Recommendations

The PNGV program, though extremely ambitious, provides a unique opportunity to bring together and use the specific and unique skills and technologies of government and industry in the best interest of the American public. If the PNGV program comes close to meeting its technological, cost, and timing goals, it could launch the automotive industry in a new era of competitive achievement, resulting in substantial improvements in the quality of life for all Americans.

The committee is cognizant of the enormously challenging PNGV program goals, requirements, and schedules. However, from the information presented to the committee, there is no indication at the present time that the goals, requirements, and schedules cannot be met or closely approached, provided that well-managed and adequate resources are devoted to the program in a timely manner by the government and USCAR, including resources from universities and suppliers to the automotive industry.

If the Clinton administration intends to bring the PNGV R&D program as presently envisioned to a successful conclusion, the committee recommends that the program be sufficiently supported and pursued with urgency as a national goal.
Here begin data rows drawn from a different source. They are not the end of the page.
PR #269, opened 2020-02-23
Improve UI consistency and mobile layout

### LINKED ISSUE #38: Improve Mobile Layout
As long as we don't have mobile apps, the web version is the way to go, so we should improve the Mobile Layout. 

- [x] Layout Renderer
- [ ] Run Editor
- [ ] Layout Editor
- [ ] Settings

wooferzfg:
Probably the coolest part of these changes is this mixin for mobile logic:
```
@mixin mobile {
  .is-mobile & {
    @content;
  }
}
```
This allows us to implement mobile logic throughout the SCSS rather than restricting it to a separate file. This makes conditional mobile logic super easy and clean compared to what it would be otherwise.

### Tasks:
- [X] Update UI margins to be consistent across all of our editors.
- [X] Update Settings Editor to be mobile friendly
- [x] Update Layout Editor to be mobile friendly
- [x] Update Splits Editor to be mobile friendly

Fix #38

### DIFF
--- a/src/css/ContextMenu.scss
+++ b/src/css/ContextMenu.scss
@@ -3,7 +3,7 @@
 @mixin context-menu {
   .react-contextmenu {
     min-width: 160px;
-    padding: 5px 0;
+    padding: $ui-margin/2 0;
     margin: 2px 0 0;
     font-size: 16px;
     text-align: left;
@@ -23,7 +23,7 @@
     }
 
     .react-contextmenu-item {
-      padding: 3px 10px;
+      padding: $ui-margin/2 $ui-margin;
       font-weight: 400;
       text-align: inherit;
       white-space: nowrap;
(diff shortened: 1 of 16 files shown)


CryZe:
Looks pretty good at first glance. The fonts seem a bit small (at least on my PC, I didn't check on my phone yet). I'll do a more thorough review tomorrow.

CryZe:
Also the layout editor settings don't seem to be full width:

CryZe:
Looks like the overall padding shrank too. Also there's some other changes, not sure if those were intended either.

wooferzfg:
The changes in that last GIF were intentional (and are a part of the "update UI margins to be consistent across all of our editors" task). My goal was to make the margin be 10 pixels everywhere throughout the UI.

We can revert some of the changes if you think it looks bad, but I personally prefer the more consistent look.

CryZe:
Yes the main content should have more padding around it (I even believe the one we had before was maybe not enough). And the sidebar buttons are definitely not consistent. If you look above the sidebar separators, there‘s more spacing there to the next button that when the separator is above a button.

wooferzfg:
I fixed the sidebar separators and I made the margin around the main content be 30 pixels (only on desktop though, because I don't want to limit the available space on mobile).

wooferzfg:
I added larger margins to separate major parts of the UI in each editor. I decided to use these in the mobile view as well, but only to separate the different sections vertically (which helps with readability without taking much of the necessary screen space).

PR #271, opened 2020-02-23
Fix size of game icon to match the two row split icon size

### LINKED ISSUE #270: Title and 2 Row Split Text is unaligned
If both the title and the splits show an icon and the splits are in 2 row mode, their text should be aligned to each other.

wooferzfg:
Fix #270


CryZe:
Shouldn't this possibly fail on some UI test?

wooferzfg:
Oh yeah, it did. We need to update those hashes.

PR #273, opened 2020-02-23
Implement Support for Abbreviations

CryZe:
This implements abbreviations. For the longest time we thought it's not possible to implement them in the web, but it turns out that it can work.

This implements support for the key value pair components so far. Abbreviations are still missing for the Title component. This will need some additional support from livesplit-core.

### DIFF
--- a/src/css/Title.scss
+++ b/src/css/Title.scss
@@ -40,7 +40,7 @@ $game-icon-size: $two-row-height - $vertical-padding * 2;
       height: 50%;
       padding: 0 $side-padding;
 
-      &.centered div {
+      &.centered .abbreviated {
         text-align: center;
       }
     }
@@ -66,7 +66,7 @@ $game-icon-size: $two-row-height - $vertical-padding * 2;
         overflow: hidden;
         padding: 0 $side-padding;
 
-        &.centered div {
+        &.centered .abbreviated {
           text-align: center;
         }
       }
--- a/src/css/Title.scss
+++ b/src/css/Title.scss
@@ -40,8 +40,8 @@ $game-icon-size: $two-row-height - $vertical-padding * 2;
       height: 50%;
       padding: 0 $side-padding;
 
-      &.centered {
-        justify-content: center;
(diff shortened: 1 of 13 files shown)


CryZe:
The current ResizeObserver polyfill here seems to use requestAnimationFrame to query the element's dimensions every frame. This is a reasonable polyfill for platforms that don't have ResizeObserver, but I'm surprised it still does this on my Chrome, which should have proper support for ResizeObserver, so maybe we want something that only falls back to requestAnimationFrame for browsers that don't have support for the proper one.

CryZe:
Another problem here is that clientWidth and scrollWidth are integers, not floating point numbers. So there's a small chance that it still introduces ellipsis even if it could use an abbreviation. It seems fairly rare though, so it's probably fine.

CryZe:
This is blocked by the PR in livesplit-core: https://github.com/LiveSplit/livesplit-core/pull/307

But other than that, it's already reviewable.

src/css/Title.scss
```diff
@@ -40,8 +40,8 @@ $game-icon-size: $two-row-height - $vertical-padding * 2;
       height: 50%;
       padding: 0 $side-padding;
 
-      &.centered {
-        justify-content: center;
+      &.centered div {
```
wooferzfg: Can we do `&.centered .abbreviated` here instead?

src/css/Title.scss
```diff
@@ -66,8 +66,8 @@ $game-icon-size: $two-row-height - $vertical-padding * 2;
         overflow: hidden;
         padding: 0 $side-padding;
 
-        &.centered {
-          justify-content: center;
+        &.centered div {
```
wooferzfg: same comment here

CryZe:
@wooferzfg Can you check what's wrong with the tests? They seem to be timing out.

CryZe:
Feel free to just push the fix and merge this then if you don't see any more problems with this PR.

PR #274, opened 2020-02-26
Create an About dialog

### LINKED ISSUE #28: Add an About dialog
A simple About dialog to show copyright, creators and a link to the GitHub repo, similar to LiveSplit's.

wooferzfg:
In terms of branding, I think we should stick to "LiveSplit One" everywhere rather than doing something like "LiveSplit One Web" or "LiveSplit One Desktop" (although we should still use these internally to name our repos). This kind of goes along with the whole "One" theme - LiveSplit One is a single application that works on a lot of different platforms, and the different contexts (web, desktop) are just different ways to use it.

Fix #28

### DIFF
--- a/src/ui/About.tsx
+++ b/src/ui/About.tsx
@@ -1,0 +1,42 @@
+import * as React from "react";
+
+import LiveSplitIcon from "../assets/icon_small.png";
+
+import "../css/About.scss";
+
+export class About extends React.Component {
+    public render() {
+        return (
+            <div className="about">
+                <div className="about-inner-container">
+                    <div className="livesplit-title">
+                        <span className="livesplit-icon">
+                            <img src={LiveSplitIcon} alt="LiveSplit Logo" />
+                        </span>
+                        <div className="title-text">LiveSplit One</div>
+                    </div>
+                    <p className="build-version">
+                        <a href={`https://github.com/LiveSplit/LiveSplitOne/commit/${COMMIT_HASH}`} target="_blank">
+                            Version: {COMMIT_HASH} ({BUILD_DATE})
+                        </a>
+                    </p>
+                    <p>LiveSplit One is a multiplatform version of LiveSplit, the sleek,
+                    highly-customizable timer for speedrunners.</p>
+                    <p>
+                        <a href="https://github.com/LiveSplit/LiveSplitOne" target="_blank">
+                            View Source Code on GitHub
+                        </a>
+                    </p>
+                    <h1 className="contributors-header">Contributors</h1>
+                    {
+                        CONTRIBUTORS_LIST.map((contributor) => (
+                            <p className="contributor">
+                                <a href={`https://github.com/${contributor}`} target="_blank">{contributor}</a>
+                            </p>
+                        ))
+                    }
+                </div>
+            </div>
+        );
+    }
+}
--- a/src/ui/LiveSplit.tsx
+++ b/src/ui/LiveSplit.tsx
@@ -13,6 +13,7 @@ import * as SplitsIO from "../util/SplitsIO";
 import { LayoutEditor as LayoutEditorComponent } from "./LayoutEditor";
 import { RunEditor as RunEditorComponent } from "./RunEditor";
 import { SettingsEditor as SettingsEditorComponent } from "./SettingsEditor";
+import { About } from "./About";
 import { SideBarContent } from "./SideBarContent";
 import { toast } from "react-toastify";
 
@@ -26,6 +27,7 @@ export enum MenuKind {
     Layout,
     LayoutEditor,
     SettingsEditor,
+    About,
 }
 
 type Menu =
@@ -34,7 +36,8 @@ type Menu =
     { kind: MenuKind.RunEditor, editor: RunEditor } |
     { kind: MenuKind.Layout } |
     { kind: MenuKind.LayoutEditor, editor: LayoutEditor } |
-    { kind: MenuKind.SettingsEditor, config: HotkeyConfig };
+    { kind: MenuKind.SettingsEditor, config: HotkeyConfig } |
+    { kind: MenuKind.About };
 
 export interface State {
     hotkeySystem: HotkeySystem,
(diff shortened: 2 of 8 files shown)


CryZe:
Yeah branding wise it's just LiveSplit One. Sometimes when referring to a specific version though, you still need to call it "the web version of LiveSplit One" or so, as otherwise it's just too ambiguous. Also atm I'd like to point out that it is the web version in order to highlight that the idea is that it's not the only version.

src/ui/About.tsx
```diff
@@ -0,0 +1,34 @@
...
+    public render() {
+        return (
+            <div className="about">
+                <div className="livesplit-title">
+                    <span className="livesplit-icon">
+                        <img src={LiveSplitIcon} alt="LiveSplit Logo" />
+                    </span>
+                    <div className="title-text">LiveSplit One</div>
+                </div>
+                <p className="build-version">Version: {COMMIT_HASH} ({BUILD_DATE})</p>
```
CryZe: I feel like we should make this a clickable link that links to the specific commit.

src/ui/About.tsx
```diff
@@ -0,0 +1,34 @@
+import * as React from "react";
+
+import LiveSplitIcon from "../assets/icon_small.png";
```
CryZe: Is this icon inlined into the HTML or is it dynamically loaded at runtime? If it is dynamically loaded, then we may need to consider how this affects the PWA. The assets folder is explicitly cached at runtime. So if you never visited the about page while online, it fails to load this icon offline if it's not inlined.

webpack.config.js
```diff
@@ -1,10 +1,41 @@
...
+        const contributorsData = await fetch(`https://api.github.com/repos/LiveSplit/${repoName}/contributors`);
+        const contributorsJson = await contributorsData.json();
+        return contributorsJson.filter((user) => user.type === "User");
+    }
+
+    const lsoContributors = await getContributorsForRepo("LiveSplitOne");
+    const coreContributors = await getContributorsForRepo("livesplit-core");
+    const allContributors = lsoContributors.reduce(
+        (accumulator, currentUser) => {
+            const existingUser = accumulator.find((user) => user.login === currentUser.login);
```
CryZe: That almost makes me feel like we should be using a map instead of an array here. This is O(n²), though it probably doesn't matter much.

CryZe: Also I feel like reduce is super bloaty, this would likely be shorter (and faster) as a normal loop.

CryZe:
Also idk, I think it looks "really bad" on mobile. Seems like it's a word document or something, not much of a website / UI.

src/ui/About.tsx
```diff
@@ -0,0 +1,34 @@
...
+                    <span className="livesplit-icon">
+                        <img src={LiveSplitIcon} alt="LiveSplit Logo" />
+                    </span>
+                    <div className="title-text">LiveSplit One</div>
+                </div>
+                <p className="build-version">Version: {COMMIT_HASH} ({BUILD_DATE})</p>
+                <p>LiveSplit One is a multiplatform version of LiveSplit, the sleek,
+                    highly-customizable timer for speedrunners.</p>
+                <p>
+                    <a href="https://github.com/LiveSplit/LiveSplitOne">View Source Code on GitHub</a>
```
CryZe: I think these links should open in a new tab.

src/ui/About.tsx
```diff
@@ -0,0 +1,34 @@
...
+                </p>
+                <h1 className="contributors-header">Contributors</h1>
+                {
+                    CONTRIBUTORS_LIST.map((contributor) => (
+                        <p className="contributor">
+                            <a href={`https://github.com/${contributor}`}>{contributor}</a>
```
CryZe: Same here.

webpack.config.js
```diff
@@ -1,10 +1,41 @@
...
+            return accumulator;
+        },
+        coreContributors,
+    );
+
+    const contributorsList = allContributors
+        .sort((user1, user2) => user2.contributions - user1.contributions)
+        .map((user) => user.login);
+    const commitHash = execSync("git rev-parse --short HEAD").toString();
+    const date = moment.utc().format("YYYY-M-D k:mm:ss");
```
CryZe: Month and day should probably be zero padded.

src/ui/About.tsx
CryZe: It is indeed inlined. Though do we really need two icons? That will increase the download size / offline storage.

CryZe: I believe we even want the icon to be smaller anyway. The about icon is much bigger than the text next to it, which looks kind of weird.

wooferzfg: I'm confused what you mean by "two icons". The larger icon is used for the favicon, so I don't think it's ever actually loaded directly. I don't think we should be using the larger icon for other stuff because then it'll get loaded in its full size.

webpack.config.js
wooferzfg: I changed my approach to use loops instead. Let me know if you still see ways to improve it.

src/ui/LiveSplit.tsx
```diff
@@ -295,10 +288,15 @@ export class LiveSplit extends React.Component<{}, State> {
...
-    public openTimerView() {
+    public openTimerView(remount: boolean) {
         this.setState({
             menu: { kind: MenuKind.Timer },
+            sidebarOpen: false,
         });
+        if (remount) {
+            this.state.layout.remount();
+            this.state.hotkeySystem.activate();
+        }
```
CryZe: Do we know why the others don't need it? This seems like a hacky workaround this way. They all need to remount the layout. Or at least they should. I don't see why the Run Editor and the About view would behave differently here. Neither is showing the layout.

webpack.config.js
CryZe: Seems good this way.

src/ui/About.tsx
CryZe: Uhm yeah idk what I was seeing. It looked like this PR was adding yet another icon when I previously reviewed it.

src/ui/LiveSplit.tsx
CryZe: Oh wait, this is just so the submenus don't remount right? I guess we do the run editor and layout editor remounting somewhere else then?!

wooferzfg: The run editor and layout editor have their own methods (`closeRunEditor` and `closeLayoutEditor`). `openTimerView` is only used when you press the "Back" button in the sidebar in the Splits, Layout, and About views.

CryZe: It's still questionable that out of all three only the about view is doing the remounting this way. I feel like we should unify them better.

CryZe:
I'm getting a horizontal scroll bar in the mobile view.

Issue #70, opened 2018-02-22
The 5MB localStorage quota may cause issues with saving splits.


DarkRTA:
As a lot of you may already know, `localStorage` normally has a quota of 5MB, (can vary across browsers), and attempting to store more than that limit will result in an error. In Firefox and Opera, this limit can be raised as needed by the user, but other browsers have to deal with this limit. Currently LiveSplit One is saving and loading splits from `localStorage`, and split files like to grow when icons are added and attempts are recorded. This will cause issues when saving, meaning users will eventually have to start importing and exporting their splits in order to continue using them.

TheEssenceOfDarkness:
There are a few ways to remedy this problem such as removing icons from the splits, or clearing the run history.

wooferzfg:
I think we want to shrink icons (in both LS and LSO) if they're above a certain size when setting them in the Splits Editor or loading splits.

TheEssenceOfDarkness:
I say shrinking them to 64x64 is a good balance between icon quality and file size, that way they still look nice when displayed on the detailed timer.

hallcristobal:
Shrinking them is ideal, compressing and then shrinking less is also good. 
If I remember correctly CryZe went to implement image resizing and it made the final library massive, so a way to do it without as much overhead would be the best.

hallcristobal:
LiveSplit/livesplit-core#47

CryZe:
We now do image shrinking, so this is less of an issue now. We could look into compressing the splits file in local storage, but I think this is mostly a non-issue anymore until we potentially store multiple splits files via the Run Selection View #189

CryZe:
We can also use the native file system api to get raw access to the user's file system:
https://web.dev/native-file-system/

CryZe:
Seems like IndexedDB allows storing MUCH more data (hundreds of megabytes even) without any problem (or even asking?! why does the browser not limit this?). So switching to IndexedDB should resolve this issue entirely.

PR #282, opened 2020-03-06
Switch to IndexedDB

### LINKED ISSUE #256: Switch to IndexedDB
IndexedDB allows storing raw objects that don't need to be serialized to a string. So we could store the splits as raw byte buffers instead, which we need in livesplit-core anyway, rather than JS strings. 
Additionally it seems like browsers allow it to be larger than normal localStorage, so this would also help with #70 

It seems like the API for IndexedDB is quite obscure though, so even the documentation for it recommends using something like [localForage](https://localforage.github.io/localForage/) instead which wraps it nicely. Though it brings a lot of baggage of trying to work on older browsers, but we basically only target browsers that at least support WebAssembly. So those definitely support IndexedDB afaict, so shipping any kind of polyfills is just bloating our download size.

wooferzfg:
Fix #256

I'm opening this as a draft PR because I'm not sure how to approach storing the data as raw bytes or implementing compression for the splits files.

### DIFF
--- a/src/storage/index.tsx
+++ b/src/storage/index.tsx
@@ -12,15 +12,31 @@ async function getDb(): Promise<IDBPDatabase<unknown>> {
     if (db == null) {
         db = await openDB("LiveSplit", 1, {
             upgrade(db) {
-                db.createObjectStore("splits", {
+                const store = db.createObjectStore("settings", {
                     autoIncrement: true,
                 });
-                db.createObjectStore("layouts", {
-                    autoIncrement: true,
-                });
-                db.createObjectStore("settings", {
-                    autoIncrement: true,
-                });
+
+                const splits = localStorage.getItem("splits");
+                if (splits) {
+                    store.put(new TextEncoder().encode(splits), "splits");
+                }
+
+                const layout = localStorage.getItem("layout");
+                if (layout) {
+                    store.put(JSON.parse(layout), "layout");
+                }
+
+                const hotkeys = localStorage.getItem("settings");
+                if (hotkeys) {
+                    store.put(JSON.parse(hotkeys).hotkeys, "hotkeys");
+                }
+
+                const layoutWidth = localStorage.getItem("layoutWidth");
+                if (layoutWidth) {
+                    store.put(+layoutWidth, "layoutWidth");
+                }
+
+                localStorage.clear();
             },
         });
     }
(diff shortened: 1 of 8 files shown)


DarkRTA:
This will also close #70 as it'll no longer apply after merging this.

src/ui/LiveSplit.tsx
```diff
@@ -39,6 +40,13 @@ type Menu =
     { kind: MenuKind.SettingsEditor, config: HotkeyConfig } |
     { kind: MenuKind.About };
 
+export interface Props {
+    splits: string,
+    layout: any,
+    settings: any,
```
CryZe: These probably shouldn't be any.

src/ui/LiveSplit.tsx
```diff
@@ -39,6 +40,13 @@ type Menu =
     { kind: MenuKind.SettingsEditor, config: HotkeyConfig } |
     { kind: MenuKind.About };
 
+export interface Props {
+    splits: string,
```
CryZe: The splits should be ArrayBuffer / Uint8Array.

src/ui/LiveSplit.tsx
```diff
@@ -1,4 +1,5 @@
 import * as React from "react";
+import localforage from "localforage";
```
CryZe: I'm not sure if we want localforage or not. If we manually talk to IndexedDB we could have tables for splits and for layouts, which would help us for the run and layout selection view.

CryZe:
Also considering I'm seeing a lot of people use LSO by now, I believe we need to have backwards compatibility with localStorage, so people don't lose their splits.

src/ui/LiveSplit.tsx
CryZe: In fact I believe that we even should "ban any". They somewhat recently introduced `unknown` as a [top type](https://en.wikipedia.org/wiki/Top_type) that doesn't imply dynamic typing.

CryZe:
I just implemented the byte buffer storing.

wooferzfg:
We still need to implement backwards compatibility for localStorage so that splits, layouts, and settings aren't lost once this is merged.

wooferzfg:
Let's make sure that the livesplit-core commits are on master before merging this.

src/storage/index.tsx
```diff
@@ -0,0 +1,120 @@
...
+                db.createObjectStore("splits", {
+                    autoIncrement: true,
+                });
+                db.createObjectStore("layouts", {
+                    autoIncrement: true,
+                });
+                db.createObjectStore("settings", {
+                    autoIncrement: true,
+                });
+            },
```
CryZe: I probably should've told you, but IndexedDB has a notion of migrating between different versions. The migration from no IndexedDB to version 1 is also a migration. This is being done here. And this is the only place we ever need to migrate from localStorage to IndexedDB. So all the migration code should be in here.

wooferzfg: So would we just load everything from localStorage inside `upgrade` and immediately add them to the database?

CryZe: Yes, I'll push a fix for it in a few minutes.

This section provides specific PNGV program recommendations, which, in the view of the committee, require immediate attention and resolution.

PROGRAM MANAGEMENT

A model program like the PNGV, jointly supported by government interagency and industry intercompany activities and resources, requires an extraordinary degree of program management if these joint resources are to be used economically and effectively to achieve the aims of the program. Manufacturing interests must be adequately represented on the program management teams in order to meet program goals.

An integral part of an effective program management structure is the existence of well-defined plans, schedules, and achievement milestones. Collective agreements by all participants in the PNGV are required to provide resources and produce outputs in a timely and effective manner.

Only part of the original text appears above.